Thursday, November 3, 2011

My Day Part 2 - Success

Yesterday I wrote about my pretty shitty day , and I’ve gotten a fair number of responses – which is kinda cool. This has been my answer: wait for part 2. Because while part 1 is about how overwhelming life can be raising kids alone on few resources, part 2 is the very secure knowledge that I can. That is to say, I am able to.

This is what I did after I wrote my piece yesterday: I helped my kids study for their spelling bee.

This may seem like a small thing, but it is an incredibly important building block. One of my daughters (yeah, the one who got her baby tooth capped yesterday) is – despite the fact that she’s very smart and very capable – very afraid of failure. She’s never failed. Therefore, she’s never really succeeded. She avoids competition, because she might lose. The spelling bee is a competition she is more likely to win, or at least do well in. It took me five days and a potentially expensive bribe to get her to agree.

But it’s worth it. Because the prize at the end of this is not winning a trophy or getting some refurbished electronic toy. The prize at the end of this is knowing that she can reach beyond her limits, and in doing so perhaps begin to discover something about herself she didn’t already know.

We talked a lot about that idea this past summer, as we watched “So You Think You Can Dance.” Yes, the dancers are marvelous. Yes, the choreography is (mostly) beautiful and intriguing. Yes, my daughters love dance. But what I kept pointing out was how much the dancers were changing as the competition wore on – how much they’d grown both as artists and as people. Each one of those dancers was continually asked to do something he or she didn’t think they could do. And then they did it anyway. And they did it well. You could see the confidence growing as if it were a material thing.

I’ve experienced that kind of growth. Yes, I, like my daughter, have passed things up because I didn’t think I was good enough or I didn’t want to fail – only to curse myself later. But I’ve also waded in – gotten up on that stage, sent in that story, came out, fell in love, had my heart torn apart. I started a business because I had to. I wrestled with the challenges as they came up. And I have succeeded way beyond what I had dreamed – even though I’m not rich by society’s definition.

I have learned tremendously through my failures and challenges. I am incredibly capable. I have that confidence. I want my daughters to have that confidence, too.

Now, being me, I can’t simply stop at my daughters. Every day, as I have to juggle more and more balls simply because of my marital and economic circumstances, I think of the people in the same sorts of situations who grew up without ever learning the exhilaration of succeeding beyond their dreams, who have never gained that confidence. I think of people who really have no dreams.

This is what kills me when I hear people saying that the poor are poor because they choose to be. That statement lacks realization that being poor means you have many more hoops to jump through – to arrange child care for your first AND second jobs; to get to the grocery store in between and schedule (if not cook) meals; to help your kids with life and homework; to keep the gas or electricity on. And to deal with the ever-present mortification, that whisper of “you’re worthless, you’re worthless,” every time you have to ask for help, or every time your lights get turned off because the electricity money went to repair your car so you could get to work - or every time you see your children give up.
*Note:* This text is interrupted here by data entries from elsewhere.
PR #947, opened 2023-08-04
Do not export individual client audit attachments in .csv.zip

matthew-white:
The submissions.csv.zip exports client audit logs in two ways:

1. It exports each submission's individual client audit log along with other submission attachments (via `SubmissionAttachments.streamForExport()`).
2. It combines all client audit logs into a single CSV file (via `ClientAudits.streamForExport()`).

If we're doing (2), then I think we don't really need to do (1). Exporting both (1) and (2) effectively exports each client audit log twice. For some forms, there can be more client audit log data than actual submission data, in which case exporting both ends up adding quite a bit of redundant data.

Note that the individual client audit logs aren't easily accessible from the .zip. Typically, each client audit log has the same name: audit.csv. That means that each log is written to the same path in the .zip: media/audit.csv. Apparently the .zip spec allows multiple files to be written to the same path, but the end result is that most users won't know how to access these files (or even know that there are multiple files to access). And again, there shouldn't be the need to access the individual files, because they're already combined elsewhere.

This PR excludes individual client audit log attachments from the submissions.csv.zip.

I had to change tests in ways that were expected. After making those changes, tests continue to pass.

Just one line changed in lib/, but I'll leave a comment about that line.

Hopefully this PR just reduces the size of the submissions.csv.zip. `SubmissionAttachments.streamForExport()` looks to be used in only one place, the submissions.csv.zip endpoint.

I sort of doubt that anyone is accessing the individual client audit logs in the submissions.csv.zip, in large part because they're not easy to access. If someone really needs to access an individual client audit log, they can still do so using the individual submission attachment endpoint (at least for an unencrypted form).

If this does end up being an issue for someone, we could come back and add a flag to control whether to include individual client audit log attachments. But I think we should start with the simplest approach, which I'm hopeful will be enough.

I don't see client audit logs mentioned in the API docs.

### DIFF
--- a/lib/model/query/submission-attachments.js
+++ b/lib/model/query/submission-attachments.js
@@ -204,6 +204,7 @@ where submission_defs.current=true
   and "deletedAt" is null
   and ${odataFilter(options.filter, odataToColumnMap)}
   and submission_attachments.name is distinct from submission_defs."encDataAttachmentName"
+  and submission_attachments."isClientAudit" is not true
   and (form_defs."keyId" is null or form_defs."keyId" in (${keyIdCondition(keyIds)}))`);
 
 module.exports = {
--- a/test/integration/api/submissions.js
+++ b/test/integration/api/submissions.js
@@ -1859,10 +1859,8 @@ describe('api: /forms/:id/submissions', () => {
           .then(() => exhaust(container))
           .then(() => pZipStreamToFiles(asAlice.get('/v1/projects/1/forms/audits/submissions.csv.zip'))
             .then((result) => {
-              result.filenames.should.containDeep([
+              result.filenames.should.eql([
                 'audits.csv',
-                'media/audit.csv',
-                'media/log.csv',
                 'audits - audit.csv'
               ]);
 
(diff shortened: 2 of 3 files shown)


lib/model/query/submission-attachments.js
```diff
@@ -204,6 +204,7 @@ where submission_defs.current=true
   and "deletedAt" is null
   and ${odataFilter(options.filter, odataToColumnMap)}
   and submission_attachments.name is distinct from submission_defs."encDataAttachmentName"
+  and submission_attachments."isClientAudit" is not true
```
matthew-white, line 207: `isClientAudit` can be `TRUE`, `FALSE`, or `NULL`. After a quick look, the only place where I see it being set to `NULL` is for the encrypted data attachment:

https://github.com/getodk/central-backend/blob/2d8d20dd823cd478bb062d5d5b7f13070abf39f0/lib/model/query/submission-attachments.js#L28
https://github.com/getodk/central-backend/blob/2d8d20dd823cd478bb062d5d5b7f13070abf39f0/lib/model/query/submission-attachments.js#L67-L68

That attachment should be excluded by the line above this one. However, I see other submission attachments on the QA server where `isClientAudit` is `NULL`, not `FALSE`. Maybe that's just junk data, but given that the column is nullable, I think the safest thing is to include submission attachments for which `isClientAudit` is either `FALSE` or `NULL`.

That's what `IS NOT TRUE` does: https://www.postgresql.org/docs/current/functions-comparison.html. `= FALSE` or `<> TRUE` would exclude submission attachments for which `isClientAudit` is `NULL`.

sadiqkhoja (approved):
looks good

matthew-white:
@getodk/testers, this is ready to be verified on staging:

- Create a form that uses client audit logs.
- Create submissions to the form.
- Download and unzip the submissions .csv.zip.
- You should continue to see all the client audit logs consolidated in a single CSV file whose filename ends with "- audit.csv". However, in the media folder, you should not see any individual client audit logs. You should continue to see other files in the media folder.

srujner:
**Tested with Success!**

Being poor and single with kids is a constant challenge.

What happens to the people who never learned as kids or young adults to overcome challenges? What happens to the people who never gained that confidence? What do we do with a whole swath of the population that simply doesn’t know HOW to succeed, and who don’t have a hope of having a hope?

That’s a lot of what it means to be poor in this country. It’s not that people don’t choose to start a business, or get their PhD. It’s that those things are not even on their radar screens. Or if they are, the rest of their life is so overwhelming they simply can’t reach it.

Yes, we hear success stories – of some kid who grew up poor and ended up becoming a Supreme Court justice or an astronaut. But there’s an element in those stories that is always the same. There's always someone in the story who demanded more than societal expectations. There’s always somebody who taught them how to dream.

Despite those stories, there are people in this country who are so overwhelmed by what it takes just to get through one day that they have no hope of ever conquering it. They have no hope of making it better. They don’t know that they can.

So, every day I deal with those balls. And I look my daughters in the eye and I tell them they’re gonna enter the fuckin’ spelling bee whether they want to or not. And I go to work and I focus on making something wonderful. I focus on the future.

Because I can.

1 comment:

  1. Yes, yes we can!! You got it (and I knew you had a second, an uplifting post coming), one day at a time and the next day is another day. When we have such love (the best kind, from our children) to sustain us, we may at times feel the weight of the world on our shoulders, but we are always the luckiest people on earth! About a year ago, my now 4-year old son told me he did not want to see me cry any more (it happened every time I had to turn him over to his other mom) and I did just that. I only focus on the future, fickle as it seems. Only on what can be.